■ EXERCISE OBJECTIVE
Within the material below, how many lines carry the word "gist"? Only that number is wanted.

╭─ EXTRACTED RECORDS

PR #851, opened 2015-10-01
WIP: Batch normalization

cooijmanstim:
This continues the work done on #513. Current status:

Gammas/betas no longer need to be provided by the user, but the default initialization can be overridden with the given_gammas/given_betas kwargs. The initial population statistics can be similarly specified. These keyword arguments should be dicts with variables for keys and initial values for values.

The previous version of apply_batch_normalization had a use_population keyword argument that allowed per-variable switching between batch/population statistics. If necessary, this can now be done by multiple calls to apply_batch_normalization.

To get from here to a fully functional BN implementation, we need to think about how to save/load the BN parameters. The gammas and betas are already recognized by blocks as parameters, and so the user could construct the given_gammas/given_betas argument from a saved model's parameter dictionary (maybe a helper function for this would be convenient). The population statistics however aren't saved/loaded yet when they definitely should be as they are part of the knowledge the model has acquired. I am open to suggestions on how to do this.

The gist at https://gist.github.com/cooijmanstim/8b570f38cbb174ab0438 shows an example of the new usage.


rizar:
Thanks for making a new PR. The gist link does not open :(

Does this code change the means and variances during inference? I only see one set of updates returned and two graph computation graphs.

dwf:
@cooijmanstim Thanks for picking this up.

> we need to think about how to save/load the BN parameters. 

By "saved" you mean serialized with a checkpoint? It seems like where to save that entire test-time graph is more the issue, isn't it? One would like to be able to get access to and evaluate it.

One thing I think we should leave up to the user is whether to adapt these via some additional squared error objective function passed as a term of the cost function to GradientDescent (which seems like a straightfoward and easy way to do it) or just via some simple moving average updates added with `add_updates`. In either case I don't think it's a problem to consider these quantities PARAMETERs as they don't appear in the train-time graph and therefore won't be adapted if you do gradient descent on the train-time graph's (single) output.

There's a larger arc to this story which is whether the graph substitution framework is really appropriate for this situation. Other frameworks are tackling this by adding a "Brick" equivalent into the original model object hierarchy, which makes it a little easier to figure out what's going on. In that kind of a setup, from a  Blocks perspective, we'd essentially have two apply methods, one for train time and one for test time. In that situation, however, we'd need some way of conveniently excluding the learned means and variances from gradient descent on the real objective function, which probably means a new parent role for PARAMETER, like ADAPTABLE or something.

cooijmanstim:
@rizar I fixed the gist link.

The means and variances change through the updates. In the example the updates are added to GradientDescent, and so they are only changed during training. They could be updated during inference by e.g. passing the updates to the monitoring extension.

@dwf Your suggestion of adding PARAMETER roles seems like a good solution to me, at least for now. The user would get an unhappy surprise though if they ever use one of the inference graph outputs in the training graph.

I like the idea of allowing the user to control the strategy of estimating the statistics. I'll think about how that should work.

Personally I like the graph substitution approach much better because it is more generally applicable. Also as a user I would very much like to outsource the complex and confusing burden of constructing the two different graphs to a simple function call at the end of my model construction code.

rizar:
Correct me if I am wrong, but if we go for the "brick" solution, one will never be able to add batch norm to existing bricks, including MLP? If it's true, I think it is a strong argument to use replacements.

cooijmanstim:
I have been working on an improvement suggested by @rizar that would attach the updates to the graph using annotations. The code is basically done but I'm running into some problems. Using annotations requires giving up the distinction between `initialization_updates` and `accumulation_updates`, which can be done using ifelse with a shared variable denoting whether the initialization has occurred or not. Unfortunately it turns out that there are some issues with the gradient of ifelse that can cause its branches to be evaluated unconditionally. This is a problem for the `gamma` and `beta` parameters, which do need a conditional to avoid using them until we know their shapes.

╰─

■ TASK RESULT
3